9 thoughts on “The Least of our Brothers”

  1.  Only 7 people showed up?

    That tells you all you need to know. White Americans by and large don’t want to pick fruit because they know of the woeful working conditions and low pay.

    Now ask yourself, why is it okay for immigrants to work these jobs under these conditions?

    Is it really on anybody conscience that Foxxcon workers are paid 80 cent an hour to make Ipads, Ipods, Nanos and PS3’s?

    No you’re wages have been pushed down since the 1970’s and instead of these companies building these things in America or even Japan, they build them on the back of cheap labor, keep all the profit and give you something for a reasonable cost, whatever the market will bear.

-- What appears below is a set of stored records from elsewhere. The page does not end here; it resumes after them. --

PR #2755, opened 2025-03-24
Fix Python MLIR test for OS module

huaweil-nv:
### Description

These tests seem not to be running on CI/CD.


1tnguyen (approved):
LGTM. Thanks @huaweil-nv

PR #2756, opened 2025-03-24
[features/run] Work on getting things working end to end.

schweitzpgi:
Add a test.

Add the pass to convert return types and get end-to-end flow working.

### DIFF
--- a/targettests/execution/cudaq_run.cpp
+++ b/targettests/execution/cudaq_run.cpp
@@ -1,0 +1,68 @@
+/*******************************************************************************
+ * Copyright (c) 2022 - 2025 NVIDIA Corporation & Affiliates.                  *
+ * All rights reserved.                                                        *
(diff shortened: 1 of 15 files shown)


targettests/execution/cudaq_run.cpp
```diff
@@ -0,0 +1,68 @@
...
+    result |= ((unsigned)w) << (count - 1 - i);
+  }
+  return result;
+}
+
+int main() {
+  int c = 0;
+  {
+    std::vector<int> results =
+        cudaq::run<int>(100, std::function<int()>{nullary_test});
```
amccaskey, line 41: shouldn't the `<int>` in `run<int>` be unnecessary (inferred by the passed function return type)?

schweitzpgi: Correct, It isn't required.

PR #2765, opened 2025-03-31
Allow Return Value Optimization instead of forcing moves

bmhowe23:
This PR changes some of the operator functions to not use `std::move` when it is preventing Return Value Optimization, as that causes additional unnecessary processing.

### DIFF
--- a/runtime/cudaq/operators.h
+++ b/runtime/cudaq/operators.h
@@ -9,6 +9,7 @@
 #pragma once
 
 #include <functional>
+#include <random>
 #include <set>
 #include <type_traits>
 #include <unordered_map>
@@ -17,7 +18,6 @@
 #include "operators/evaluation.h"
 #include "operators/operator_leafs.h"
 #include "operators/templates.h"
-#include "utils/cudaq_utils.h"
 #include "utils/matrix.h"
 
 namespace cudaq {
--- a/runtime/cudaq/operators/boson_op.cpp
+++ b/runtime/cudaq/operators/boson_op.cpp
@@ -47,7 +47,7 @@ std::string boson_handler::op_code_to_string() const {
     str += "Ad";
   for (auto i = 0; i > this->additional_terms; --i)
     str += "A";
-  return std::move(str);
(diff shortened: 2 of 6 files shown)


schweitzpgi (approved):
Is this the only code that is using `std::move` with return values?

One should never do that.

bettinaheim (approved):

bmhowe23:
> Is this the only code that is using `std::move` with return values?

A few others remain, but they mostly either move function parameters or struct members, which cannot use RVO. This PR just changes ones that were moving local variables. Some `std::move(*this)`'s remain...I didn't try to change those. If necessary, those could be investigated in a follow-up PR.

schweitzpgi:
> > Is this the only code that is using `std::move` with return values?
> 
> A few others remain, but they mostly either move function parameters or struct members, which cannot use RVO. This PR just changes ones that were moving local variables. Some `std::move(*this)`'s remain...I didn't try to change those. If necessary, those could be investigated in a follow-up PR.

While there are obviously cases where the compiler may not use RVO, we still should not be writing code that uses `return std::move(e);` regardless. The only case it *might* make sense is if the move-constructor has some special side-effect that is required for correctness—but that case should probably be handled in a less obscure way too.

bmhowe23:
> While there are obviously cases where the compiler may not use RVO, we still should not be writing code that uses `return std::move(e);` regardless. The only case it _might_ make sense is if the move-constructor has some special side-effect that is required for correctness—but that case should probably be handled in a less obscure way too.
> 
> So ... I guess we need an issue to follow up on these?

It seems perfectly valid to me to use `return std::move(...)` for performance reasons in some cases. (The point of this PR was just to remove the cases where I thought it was hurting performance.) I'm not sure I follow why we would categorically say that isn't allowed, though. E.g. https://github.com/NVIDIA/cuda-quantum/blob/d54b75b24ef304a953ad509a01cfa535be2f88d8/runtime/cudaq/operators/product_op.cpp#L673 seems perfectly valid to me.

    This is 100% Racism pure and simple. White America and even some of Black America doesn’t think very much of immigrants especially those with Brown skin, save for Russians/Ukrainians but that’s for another post and another day.    

  2. While Stephen Colbert’s heart is certainly in the right place on this, whoever suggested that he testify “in character” should be drawn and quartered.

    Every news report of his testimony that I’ve seen or heard about said next to nothing about the plight of migrant workers, or especially the UFW’s “take our job” campaign and results. It was entirely focused on his “character” and his “humor.”  Even Anderson Cooper, who I’ve seen cover issues with compassion and emotion, treated this story like a big joke.

    My wife, who shares my viewpoint on social issues, was outraged by this.”There are so many people in this country who already think our government is a joke.” she said.  “This just makes it worse.”

  3. There probably would have been ZERO coverage if Colbert hadn’t been there.  At least the LA Times did report the serious side of Colbert’s testimony, including much of the quote cited above, and this was not only in the regular news article, but also in a commentary piece by James Rainey in the Calendar Section.

    IMHO this was clearly a stunt to draw attention to the situation, but bringing celebrities to testify is not new.  As much as we’d like to, who could forget that Elmo testified to Congress a few years back?  Sad that entertainment and politics must overlap in order for people to pay attention, but Colbert made the most of the situation in my opinion.

  4. Colbert’s effort to bring attention to this issue will be all for naught if it doesn’t mean greater pressure on Democrats and Republicans to support this bill, which is reather non-controversial (it already has 13 Republican co-sponsors, per DDay).  As he describes –

    [The] AgJobs bill is expected to allow current undocumented farm workers already in the United States a path to earn legal status, but the UFW analysis doesn’t expect it to add to the ranks of undocumented migrant workers. The migrants would need to pass criminal and national security background checks before earning legal resident status.

    I will be putting up a diary here in a minute which has a couple suggestions on quick things we can do to support the effort to improve the lives of the folks who bring so much of our food to market.    

  5. Colbert’s appearance on Capitol Hill brought some diffuse, mostly misfocused attention to the plight of migrant workers, but the segments he did on his show completely missed the target.  Last Wednesday he had an interview with Rep. Lofgren and Thursday he did his segment as a farm worker (both available for viewing at  I think his farm worker segment failed because he totally played it for laughs, not even attempting to do real work, barely breaking a sweat. It would have been far more effective for him to do the jokes, and then work for a whole day alongside the migrants and then testify about how hard it really is to do agricultural work.